* Saved data entries *
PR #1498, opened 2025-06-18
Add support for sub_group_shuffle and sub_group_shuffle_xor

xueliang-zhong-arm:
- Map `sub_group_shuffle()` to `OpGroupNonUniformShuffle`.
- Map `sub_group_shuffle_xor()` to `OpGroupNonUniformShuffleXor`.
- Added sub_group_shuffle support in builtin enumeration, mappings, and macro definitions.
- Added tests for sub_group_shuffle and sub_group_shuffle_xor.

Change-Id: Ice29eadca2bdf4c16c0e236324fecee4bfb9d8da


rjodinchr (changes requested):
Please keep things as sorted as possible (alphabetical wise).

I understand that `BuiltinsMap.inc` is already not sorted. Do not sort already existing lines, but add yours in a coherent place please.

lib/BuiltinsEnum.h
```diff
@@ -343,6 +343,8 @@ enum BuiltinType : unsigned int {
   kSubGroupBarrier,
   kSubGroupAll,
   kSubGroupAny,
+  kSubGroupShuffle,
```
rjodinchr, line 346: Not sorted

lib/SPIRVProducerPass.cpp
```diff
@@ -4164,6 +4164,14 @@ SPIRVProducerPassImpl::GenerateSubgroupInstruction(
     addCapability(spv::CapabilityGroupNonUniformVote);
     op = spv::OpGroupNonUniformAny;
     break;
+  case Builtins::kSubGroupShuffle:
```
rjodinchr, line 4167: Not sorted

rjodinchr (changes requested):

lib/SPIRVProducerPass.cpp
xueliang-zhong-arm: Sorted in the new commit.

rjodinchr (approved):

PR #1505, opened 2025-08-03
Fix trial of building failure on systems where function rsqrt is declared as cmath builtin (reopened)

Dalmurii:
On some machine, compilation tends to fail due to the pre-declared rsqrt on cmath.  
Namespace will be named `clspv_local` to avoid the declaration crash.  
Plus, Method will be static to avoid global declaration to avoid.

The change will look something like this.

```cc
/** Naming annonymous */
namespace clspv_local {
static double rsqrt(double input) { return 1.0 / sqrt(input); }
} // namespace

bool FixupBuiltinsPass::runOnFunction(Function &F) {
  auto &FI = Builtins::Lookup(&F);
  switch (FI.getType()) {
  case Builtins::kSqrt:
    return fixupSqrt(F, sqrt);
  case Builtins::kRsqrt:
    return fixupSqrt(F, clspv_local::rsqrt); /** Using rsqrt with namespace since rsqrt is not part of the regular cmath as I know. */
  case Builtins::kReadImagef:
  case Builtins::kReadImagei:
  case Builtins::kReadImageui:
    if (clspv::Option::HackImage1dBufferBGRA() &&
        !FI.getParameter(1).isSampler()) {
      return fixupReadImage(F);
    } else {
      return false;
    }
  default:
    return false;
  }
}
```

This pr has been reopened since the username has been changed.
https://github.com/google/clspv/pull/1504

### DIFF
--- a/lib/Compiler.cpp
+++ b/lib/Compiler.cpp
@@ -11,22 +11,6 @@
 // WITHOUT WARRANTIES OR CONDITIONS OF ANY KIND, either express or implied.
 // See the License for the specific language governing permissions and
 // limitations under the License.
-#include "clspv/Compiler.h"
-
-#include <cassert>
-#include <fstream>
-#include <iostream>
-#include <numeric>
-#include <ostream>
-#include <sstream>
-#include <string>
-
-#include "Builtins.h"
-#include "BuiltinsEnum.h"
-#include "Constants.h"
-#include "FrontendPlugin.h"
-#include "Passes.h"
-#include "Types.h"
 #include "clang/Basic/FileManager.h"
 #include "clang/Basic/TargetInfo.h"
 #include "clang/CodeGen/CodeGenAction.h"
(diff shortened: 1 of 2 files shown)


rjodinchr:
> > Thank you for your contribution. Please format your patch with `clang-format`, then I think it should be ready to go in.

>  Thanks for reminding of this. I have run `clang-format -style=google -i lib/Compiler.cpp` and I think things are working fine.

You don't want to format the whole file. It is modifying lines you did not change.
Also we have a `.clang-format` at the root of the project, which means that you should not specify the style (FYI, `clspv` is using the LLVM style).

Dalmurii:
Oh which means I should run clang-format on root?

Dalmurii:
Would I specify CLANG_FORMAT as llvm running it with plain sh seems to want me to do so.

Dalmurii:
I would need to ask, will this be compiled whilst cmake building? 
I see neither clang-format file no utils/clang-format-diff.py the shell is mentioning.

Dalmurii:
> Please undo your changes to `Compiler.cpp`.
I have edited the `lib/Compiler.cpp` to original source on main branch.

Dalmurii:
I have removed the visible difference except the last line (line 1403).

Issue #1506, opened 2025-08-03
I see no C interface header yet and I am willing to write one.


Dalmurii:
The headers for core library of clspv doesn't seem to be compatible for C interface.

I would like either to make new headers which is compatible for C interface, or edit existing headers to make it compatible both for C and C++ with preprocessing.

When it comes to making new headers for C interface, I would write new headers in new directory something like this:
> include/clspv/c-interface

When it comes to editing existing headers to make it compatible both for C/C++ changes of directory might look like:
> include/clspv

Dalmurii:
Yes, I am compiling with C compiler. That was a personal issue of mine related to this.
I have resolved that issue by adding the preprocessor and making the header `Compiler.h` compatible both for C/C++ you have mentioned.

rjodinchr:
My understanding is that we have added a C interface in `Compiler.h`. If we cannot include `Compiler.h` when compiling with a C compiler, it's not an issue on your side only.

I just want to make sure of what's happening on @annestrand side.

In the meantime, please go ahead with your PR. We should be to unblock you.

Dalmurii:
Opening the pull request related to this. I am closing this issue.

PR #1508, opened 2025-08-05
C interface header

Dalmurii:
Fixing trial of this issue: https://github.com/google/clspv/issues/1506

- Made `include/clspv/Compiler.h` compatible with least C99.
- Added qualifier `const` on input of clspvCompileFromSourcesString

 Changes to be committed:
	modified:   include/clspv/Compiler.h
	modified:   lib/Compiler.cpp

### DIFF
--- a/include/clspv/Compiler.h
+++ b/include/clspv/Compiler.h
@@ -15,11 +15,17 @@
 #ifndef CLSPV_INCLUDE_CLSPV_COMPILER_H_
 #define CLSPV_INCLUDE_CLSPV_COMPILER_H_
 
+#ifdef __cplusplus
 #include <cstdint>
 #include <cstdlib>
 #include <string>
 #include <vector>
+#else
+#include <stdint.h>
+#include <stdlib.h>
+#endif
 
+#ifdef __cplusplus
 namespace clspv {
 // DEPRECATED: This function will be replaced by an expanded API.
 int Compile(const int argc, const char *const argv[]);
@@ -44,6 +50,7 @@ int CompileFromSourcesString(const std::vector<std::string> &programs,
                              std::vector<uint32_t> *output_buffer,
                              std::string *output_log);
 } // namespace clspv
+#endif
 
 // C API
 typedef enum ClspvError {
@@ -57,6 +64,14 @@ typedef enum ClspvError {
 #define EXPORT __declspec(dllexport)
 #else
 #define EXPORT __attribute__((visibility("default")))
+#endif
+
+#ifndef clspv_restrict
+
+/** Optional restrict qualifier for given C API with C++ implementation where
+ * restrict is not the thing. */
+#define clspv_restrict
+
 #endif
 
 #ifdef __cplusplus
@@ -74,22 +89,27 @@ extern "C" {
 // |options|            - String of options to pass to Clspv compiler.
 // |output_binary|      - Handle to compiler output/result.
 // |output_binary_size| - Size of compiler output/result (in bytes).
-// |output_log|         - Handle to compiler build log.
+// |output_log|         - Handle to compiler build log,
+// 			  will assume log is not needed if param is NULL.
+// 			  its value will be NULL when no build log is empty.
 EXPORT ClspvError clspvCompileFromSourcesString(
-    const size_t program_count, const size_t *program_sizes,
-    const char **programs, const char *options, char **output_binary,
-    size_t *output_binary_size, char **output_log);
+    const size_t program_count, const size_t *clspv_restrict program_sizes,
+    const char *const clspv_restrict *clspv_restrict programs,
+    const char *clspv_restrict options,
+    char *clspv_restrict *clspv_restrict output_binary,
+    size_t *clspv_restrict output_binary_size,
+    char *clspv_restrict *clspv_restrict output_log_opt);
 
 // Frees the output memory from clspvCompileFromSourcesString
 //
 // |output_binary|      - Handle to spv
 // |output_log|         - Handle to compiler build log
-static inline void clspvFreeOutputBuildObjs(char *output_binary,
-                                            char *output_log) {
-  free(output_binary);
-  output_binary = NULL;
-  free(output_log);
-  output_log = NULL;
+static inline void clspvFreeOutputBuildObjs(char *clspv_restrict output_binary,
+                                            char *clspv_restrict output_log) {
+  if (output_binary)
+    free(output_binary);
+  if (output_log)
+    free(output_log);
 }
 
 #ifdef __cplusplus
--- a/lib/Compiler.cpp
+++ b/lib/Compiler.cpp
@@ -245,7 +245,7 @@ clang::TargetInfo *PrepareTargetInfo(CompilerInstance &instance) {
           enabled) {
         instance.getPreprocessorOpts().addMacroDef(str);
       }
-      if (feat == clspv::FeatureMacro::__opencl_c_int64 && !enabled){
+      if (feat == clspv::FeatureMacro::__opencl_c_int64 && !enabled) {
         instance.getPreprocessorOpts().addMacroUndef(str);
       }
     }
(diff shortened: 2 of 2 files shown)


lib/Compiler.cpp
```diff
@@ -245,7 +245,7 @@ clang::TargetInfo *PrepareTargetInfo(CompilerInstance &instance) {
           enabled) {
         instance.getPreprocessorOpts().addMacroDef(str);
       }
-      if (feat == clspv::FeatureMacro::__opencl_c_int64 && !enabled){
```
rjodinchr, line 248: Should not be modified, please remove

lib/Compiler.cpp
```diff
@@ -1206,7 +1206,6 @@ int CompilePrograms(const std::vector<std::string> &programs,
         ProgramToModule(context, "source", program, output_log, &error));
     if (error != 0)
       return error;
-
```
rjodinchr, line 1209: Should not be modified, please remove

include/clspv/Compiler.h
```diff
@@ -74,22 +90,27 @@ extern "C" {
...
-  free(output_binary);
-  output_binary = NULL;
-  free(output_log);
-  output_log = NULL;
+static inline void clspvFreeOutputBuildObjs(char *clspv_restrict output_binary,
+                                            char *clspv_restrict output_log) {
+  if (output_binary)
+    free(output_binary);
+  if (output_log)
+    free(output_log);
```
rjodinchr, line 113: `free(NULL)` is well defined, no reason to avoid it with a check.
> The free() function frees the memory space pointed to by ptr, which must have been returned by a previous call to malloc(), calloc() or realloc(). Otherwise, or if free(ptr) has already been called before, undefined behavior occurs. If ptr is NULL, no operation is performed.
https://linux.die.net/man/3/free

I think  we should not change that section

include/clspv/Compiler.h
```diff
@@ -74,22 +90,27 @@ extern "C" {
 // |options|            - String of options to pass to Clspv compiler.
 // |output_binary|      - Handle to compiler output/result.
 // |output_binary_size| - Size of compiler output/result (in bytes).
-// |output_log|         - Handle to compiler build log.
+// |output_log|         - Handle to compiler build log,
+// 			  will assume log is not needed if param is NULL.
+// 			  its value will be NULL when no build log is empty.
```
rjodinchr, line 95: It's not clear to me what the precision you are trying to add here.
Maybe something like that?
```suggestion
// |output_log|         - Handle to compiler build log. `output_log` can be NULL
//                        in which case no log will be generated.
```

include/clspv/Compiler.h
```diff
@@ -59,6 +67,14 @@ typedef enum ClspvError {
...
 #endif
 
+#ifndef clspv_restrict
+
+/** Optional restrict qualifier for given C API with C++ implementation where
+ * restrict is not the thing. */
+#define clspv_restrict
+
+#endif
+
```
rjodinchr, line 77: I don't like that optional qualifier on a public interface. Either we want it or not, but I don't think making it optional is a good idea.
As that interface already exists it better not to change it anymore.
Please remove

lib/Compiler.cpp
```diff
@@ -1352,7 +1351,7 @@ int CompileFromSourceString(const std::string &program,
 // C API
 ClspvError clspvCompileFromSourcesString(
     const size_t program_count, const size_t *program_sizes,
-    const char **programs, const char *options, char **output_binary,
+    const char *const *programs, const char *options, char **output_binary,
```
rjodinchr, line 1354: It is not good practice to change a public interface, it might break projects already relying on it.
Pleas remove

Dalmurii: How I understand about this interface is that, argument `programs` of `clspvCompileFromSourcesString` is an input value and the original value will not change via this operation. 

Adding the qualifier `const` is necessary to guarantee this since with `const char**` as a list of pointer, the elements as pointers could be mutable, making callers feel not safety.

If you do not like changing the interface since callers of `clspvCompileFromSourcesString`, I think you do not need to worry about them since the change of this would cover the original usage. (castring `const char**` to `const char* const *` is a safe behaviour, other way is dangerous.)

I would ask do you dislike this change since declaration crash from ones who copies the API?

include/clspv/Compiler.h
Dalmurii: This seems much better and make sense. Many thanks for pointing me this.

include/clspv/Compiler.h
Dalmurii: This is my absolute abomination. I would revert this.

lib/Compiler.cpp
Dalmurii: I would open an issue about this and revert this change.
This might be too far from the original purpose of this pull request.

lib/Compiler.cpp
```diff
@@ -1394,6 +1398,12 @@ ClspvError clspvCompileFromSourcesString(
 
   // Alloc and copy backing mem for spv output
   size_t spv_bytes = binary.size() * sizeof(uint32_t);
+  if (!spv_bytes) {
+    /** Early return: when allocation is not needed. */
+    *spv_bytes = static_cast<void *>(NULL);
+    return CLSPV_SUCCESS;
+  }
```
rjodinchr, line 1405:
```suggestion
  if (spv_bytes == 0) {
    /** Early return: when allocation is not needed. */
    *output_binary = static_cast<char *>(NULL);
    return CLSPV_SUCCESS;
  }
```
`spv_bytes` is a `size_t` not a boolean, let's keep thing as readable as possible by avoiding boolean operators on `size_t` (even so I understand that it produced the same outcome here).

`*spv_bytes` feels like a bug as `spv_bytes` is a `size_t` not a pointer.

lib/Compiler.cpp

* ASSIGNED TASK *
Search each line of the data above for "License", and copy the lines where it occurs.

* SOLVED PROBLEM *
 // See the License for the specific language governing permissions and
 // limitations under the License.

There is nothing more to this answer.